§ TO DO
Should a line below contain the word "json", report it.

Segment Open

Issue #1749, opened 2026-04-23
refactor: #1670 Phase 2 remaining steps — slot-based IB pool allocator + legacy cleanup


rozavala:
Tracking issue for the remaining work on #1670's Phase 2 refactor after Step 1 (#1745) and Step 2 (#1748).

## What's done

- **Step 1** (#1745, merged) — every order gets a ticker-prefixed `orderRef` at origination via `_make_order_ref(ticker)`.
- **Step 2** (#1748, in review) — `DISCONNECT_GUARD` can filter by `orderRef` prefix behind `connection_pool.use_orderref_filtering` (default `false`); both paths are evaluated on every non-terminal trade and disagreements are logged so we can validate before flipping.

## Step 3 — Slot-based allocator + caller migration

Per the architecture in #1670's issue body: replace the keyed pool (`KC_reader`, `KC_orders`, `master_orders`, ...) with a fixed-size slot pool so socket count stops scaling with engine count.

```
Read pool:   2 shared sockets (round-robin across all engines)
Order pool:  2 shared sockets (orderRef-tagged, engine-agnostic)
Master:      1 socket (equity_service + monitor)
```

At 4 engines: 5 sockets. At 10 engines: 5 sockets. At 30 engines: 5 sockets.

### Work items

- [ ] Add `acquire_read()`, `acquire_order(ticker)`, `acquire_master()` to `IBConnectionPool`.
- [ ] Internal state: `_read_slots: List[Optional[IB]]`, `_order_slots: List[Optional[IB]]`, `_master_slot`, `_socket_ownership: Dict[int, Set[str]]` (id(ib) → tickers bound to that slot).
- [ ] Liveness failover: round-robin read pool skips unhealthy slots; order pool prefers already-bound slots then least-loaded.
- [ ] Keep `get_connection(purpose, config)` as a deprecated thin wrapper for one release — routes purposes to `acquire_*` via purpose lookup.
- [ ] Migrate the 14 call sites enumerated in #1670's issue body (orchestrator.py × 8, commodity_engine.py, order_manager.py × 5, master_orchestrator.py, position_monitor.py).
- [ ] Expose pool sizes in `config.json`: `connection_pool.read_slots`, `connection_pool.order_slots` (default 2/2).
- [ ] Integration test: socket count stays at exactly 5 with 4, 6, 9 engines running.
- [ ] Integration test: adding a 5th commodity adds **0** new sockets.
[...]

PR #1900, opened 2026-04-29
chore(orderref): flip use_orderref_filtering to true in DEV (#1670 Step 2.5)

rozavala:
## Summary

- Flip `connection_pool.use_orderref_filtering` from `false` to `true` in DEV `config.json`. This starts the 3-trading-day validation clock for the orderRef-based DISCONNECT_GUARD filter shipped in #1748 (Step 2 of #1670 Phase 2).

Segment Closed

§ RESPONSE TO THIS TASK
- [ ] Expose pool sizes in `config.json`: `connection_pool.read_slots`, `connection_pool.order_slots` (default 2/2).
- Flip `connection_pool.use_orderref_filtering` from `false` to `true` in DEV `config.json`. This starts the 3-trading-day validation clock for the orderRef-based DISCONNECT_GUARD filter shipped in #1748 (Step 2 of #1670 Phase 2).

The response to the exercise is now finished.